Look for the word "table" in the material below. Copy each line that has it.

• [Exercise input]
↓↓↓

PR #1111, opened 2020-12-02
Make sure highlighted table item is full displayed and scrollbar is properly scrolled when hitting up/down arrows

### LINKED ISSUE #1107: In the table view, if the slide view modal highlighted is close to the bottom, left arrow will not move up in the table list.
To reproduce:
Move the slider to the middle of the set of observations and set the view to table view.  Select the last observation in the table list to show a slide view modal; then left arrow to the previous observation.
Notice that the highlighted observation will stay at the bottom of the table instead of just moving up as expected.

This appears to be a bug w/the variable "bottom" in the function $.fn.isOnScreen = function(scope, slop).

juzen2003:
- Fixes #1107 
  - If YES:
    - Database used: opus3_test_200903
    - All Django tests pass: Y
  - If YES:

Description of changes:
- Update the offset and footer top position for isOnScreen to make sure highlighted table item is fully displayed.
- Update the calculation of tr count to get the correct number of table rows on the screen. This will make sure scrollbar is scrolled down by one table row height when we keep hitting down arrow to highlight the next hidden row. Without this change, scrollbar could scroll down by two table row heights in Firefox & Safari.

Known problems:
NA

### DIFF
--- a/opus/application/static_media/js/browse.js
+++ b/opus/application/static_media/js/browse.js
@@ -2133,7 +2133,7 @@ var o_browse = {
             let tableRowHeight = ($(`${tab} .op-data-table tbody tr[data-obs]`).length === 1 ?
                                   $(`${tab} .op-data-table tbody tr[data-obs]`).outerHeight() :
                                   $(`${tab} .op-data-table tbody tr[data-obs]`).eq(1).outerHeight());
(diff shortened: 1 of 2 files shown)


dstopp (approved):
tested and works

↑↑↑

• [Final answer]
Make sure highlighted table item is full displayed and scrollbar is properly scrolled when hitting up/down arrows
### LINKED ISSUE #1107: In the table view, if the slide view modal highlighted is close to the bottom, left arrow will not move up in the table list.
Move the slider to the middle of the set of observations and set the view to table view.  Select the last observation in the table list to show a slide view modal; then left arrow to the previous observation.
Notice that the highlighted observation will stay at the bottom of the table instead of just moving up as expected.
- Update the offset and footer top position for isOnScreen to make sure highlighted table item is fully displayed.
- Update the calculation of tr count to get the correct number of table rows on the screen. This will make sure scrollbar is scrolled down by one table row height when we keep hitting down arrow to highlight the next hidden row. Without this change, scrollbar could scroll down by two table row heights in Firefox & Safari.
             let tableRowHeight = ($(`${tab} .op-data-table tbody tr[data-obs]`).length === 1 ?
                                   $(`${tab} .op-data-table tbody tr[data-obs]`).outerHeight() :
                                   $(`${tab} .op-data-table tbody tr[data-obs]`).eq(1).outerHeight());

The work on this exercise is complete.